- WHAT YOU ARE ASKED TO DO -
In the records below, find each line that holds "then" and return it.
++++++++++++++++++++
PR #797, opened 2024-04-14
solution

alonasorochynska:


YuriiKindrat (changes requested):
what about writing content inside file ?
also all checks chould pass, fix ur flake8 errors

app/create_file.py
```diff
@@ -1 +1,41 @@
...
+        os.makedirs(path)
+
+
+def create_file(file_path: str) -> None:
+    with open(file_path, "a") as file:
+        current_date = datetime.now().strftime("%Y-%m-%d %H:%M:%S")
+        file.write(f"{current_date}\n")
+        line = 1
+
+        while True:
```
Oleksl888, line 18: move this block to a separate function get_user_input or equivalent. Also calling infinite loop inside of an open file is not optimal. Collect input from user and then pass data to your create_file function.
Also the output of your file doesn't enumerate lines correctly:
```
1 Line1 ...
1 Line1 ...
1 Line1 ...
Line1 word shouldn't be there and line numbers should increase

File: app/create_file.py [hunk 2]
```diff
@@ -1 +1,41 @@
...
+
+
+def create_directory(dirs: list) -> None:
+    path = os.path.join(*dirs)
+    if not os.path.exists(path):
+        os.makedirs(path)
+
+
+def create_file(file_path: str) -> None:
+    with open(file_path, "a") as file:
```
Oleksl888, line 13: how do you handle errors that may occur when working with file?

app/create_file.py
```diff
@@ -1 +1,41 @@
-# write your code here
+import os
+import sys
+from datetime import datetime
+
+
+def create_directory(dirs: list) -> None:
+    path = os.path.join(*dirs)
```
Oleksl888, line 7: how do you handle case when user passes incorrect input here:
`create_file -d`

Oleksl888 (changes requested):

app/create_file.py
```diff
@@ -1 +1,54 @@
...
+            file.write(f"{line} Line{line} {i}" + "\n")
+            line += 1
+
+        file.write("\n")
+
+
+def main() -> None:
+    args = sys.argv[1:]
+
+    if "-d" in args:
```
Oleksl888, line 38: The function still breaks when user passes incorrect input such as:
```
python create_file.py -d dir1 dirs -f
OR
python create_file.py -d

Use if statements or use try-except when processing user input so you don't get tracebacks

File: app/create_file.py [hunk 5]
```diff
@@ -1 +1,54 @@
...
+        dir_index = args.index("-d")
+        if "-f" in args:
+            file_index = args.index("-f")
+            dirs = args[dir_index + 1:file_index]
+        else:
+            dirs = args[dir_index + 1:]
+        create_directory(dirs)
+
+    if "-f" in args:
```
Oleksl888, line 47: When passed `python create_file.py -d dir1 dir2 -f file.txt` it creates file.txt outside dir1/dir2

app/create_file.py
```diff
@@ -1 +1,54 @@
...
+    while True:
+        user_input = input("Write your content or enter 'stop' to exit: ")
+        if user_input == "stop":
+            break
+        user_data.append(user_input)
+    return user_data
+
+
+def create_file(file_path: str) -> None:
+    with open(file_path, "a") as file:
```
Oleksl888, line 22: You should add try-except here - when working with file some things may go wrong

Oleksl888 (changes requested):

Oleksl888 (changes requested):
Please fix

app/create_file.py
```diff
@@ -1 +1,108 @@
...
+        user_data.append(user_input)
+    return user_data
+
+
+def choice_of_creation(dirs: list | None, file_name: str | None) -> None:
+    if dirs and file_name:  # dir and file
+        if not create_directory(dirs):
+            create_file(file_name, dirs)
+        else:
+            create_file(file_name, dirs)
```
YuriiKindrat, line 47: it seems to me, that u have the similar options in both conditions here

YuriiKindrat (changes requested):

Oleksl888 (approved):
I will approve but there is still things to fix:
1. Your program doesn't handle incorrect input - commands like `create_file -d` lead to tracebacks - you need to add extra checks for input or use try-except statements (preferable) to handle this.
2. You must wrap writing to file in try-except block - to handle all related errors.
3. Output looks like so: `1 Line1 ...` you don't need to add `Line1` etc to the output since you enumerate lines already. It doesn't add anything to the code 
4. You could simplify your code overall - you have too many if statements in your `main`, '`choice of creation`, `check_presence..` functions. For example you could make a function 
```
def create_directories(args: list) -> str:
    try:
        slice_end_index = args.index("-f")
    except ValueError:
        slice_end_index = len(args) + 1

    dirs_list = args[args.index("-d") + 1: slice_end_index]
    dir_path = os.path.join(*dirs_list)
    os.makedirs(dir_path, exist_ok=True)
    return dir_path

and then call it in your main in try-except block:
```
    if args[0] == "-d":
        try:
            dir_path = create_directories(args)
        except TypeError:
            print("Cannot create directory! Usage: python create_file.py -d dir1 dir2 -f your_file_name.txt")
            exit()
++++++++++++++++++++
- EXERCISE RESULT -
Oleksl888, line 18: move this block to a separate function get_user_input or equivalent. Also calling infinite loop inside of an open file is not optimal. Collect input from user and then pass data to your create_file function.
and then call it in your main in try-except block:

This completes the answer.